Return the data below exactly, stopping after the line with "PR #2721, opened 2025-10-29".

[Input for this task]:
==============================

PR #2694, opened 2025-10-25
Fix the incorrect share index when downloading the vault backup file by correcting the order of vault signers, when a vault is created by joining Keygen.

rcoderdev:
## Join as a third device
image
image
image

## Release Notes

* **Refactor**
  * Reorganized internal state management for multi-party computation operations, consolidating signer and peer handling.
  * Simplified keygen and session initialization flows through improved provider-based architecture.
  * Removed redundant data transformation layers to streamline performance.


johnnyluo (approved):
LGTM

PR #2718, opened 2025-10-29
Display the same fee on the keysign success screen as on the keysign initiation screen for EVM txs.

rcoderdev:
image
image

## Summary by CodeRabbit

* **Refactor**
  * Consolidated transaction fee calculation logic within the fee display component.
  * Removed separate fee query functionality and updated fee display rendering to use direct computation instead of asynchronous queries.
  * Simplified the fee display flow by eliminating loading states and async dependencies.


johnnyluo (approved):
LGTM

PR #2721, opened 2025-10-29
Fix Sui max send

rcoderdev:
image

## Summary by CodeRabbit

* **Refactor**
  * Improved Sui chain fee calculation methodology by restructuring how reference gas price and gas budget are handled internally, resulting in more accurate fee quote resolution.


johnnyluo (approved):
LGTM

PR #2740, opened 2025-11-04
Refactor KeyExportSession and KeyImportSession constructors for impro…

johnnyluo:
…ved instantiation and remove static methods. Update related TypeScript definitions and WebAssembly bindings for consistency.

## Description

Fix EdDSA keyshare decode error 

CleanShot 2025-11-04 at 16 45 40@2x

CleanShot 2025-11-04 at 16 48 31@2x

## Which feature is affected?

## Checklist

## Summary by CodeRabbit

* **Refactor**
  * Improved internal architecture for session object initialization and cryptographic binding interfaces to enhance code maintainability


SxMShaDoW:
@johnnyluo - dumb question - isn't the ExportSession the part that generates a private key? Was that code always there and is the app now potentially generating the private key in memory (or maybe it always was doing it)?

johnnyluo:
> > > @johnnyluo - dumb question - isn't the ExportSession the part that generates a private key? Was that code always there and is the app now potentially generating the private key in memory (or maybe it always was doing it)?
> > 
> > 
> > The code is always there in the library , but we didn't use it anyhere in our app itself.
> > The Export is allow user to export a private key , say if you have a 2/3 vault , you can bring together your 3 devices , and then using the export process to spit out the private key
> > The app doesn't have private key anywhere at anytime.
> 
> But this Export functionality is "new" as in before there was no way, in the app, to generate the private key. Now that functionality will be possible? Is that how I read this PR as the start of the experience?

We never implemented the export feature , but you can write code to implement yourself if that's what you want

==============================

[Output for this exercise]:
PR #2694, opened 2025-10-25
Fix the incorrect share index when downloading the vault backup file by correcting the order of vault signers, when a vault is created by joining Keygen.

rcoderdev:
## Join as a third device
image
image
image

## Release Notes

* **Refactor**
  * Reorganized internal state management for multi-party computation operations, consolidating signer and peer handling.
  * Simplified keygen and session initialization flows through improved provider-based architecture.
  * Removed redundant data transformation layers to streamline performance.


johnnyluo (approved):
LGTM

PR #2718, opened 2025-10-29
Display the same fee on the keysign success screen as on the keysign initiation screen for EVM txs.

rcoderdev:
image
image

## Summary by CodeRabbit

* **Refactor**
  * Consolidated transaction fee calculation logic within the fee display component.
  * Removed separate fee query functionality and updated fee display rendering to use direct computation instead of asynchronous queries.
  * Simplified the fee display flow by eliminating loading states and async dependencies.


johnnyluo (approved):
LGTM

PR #2721, opened 2025-10-29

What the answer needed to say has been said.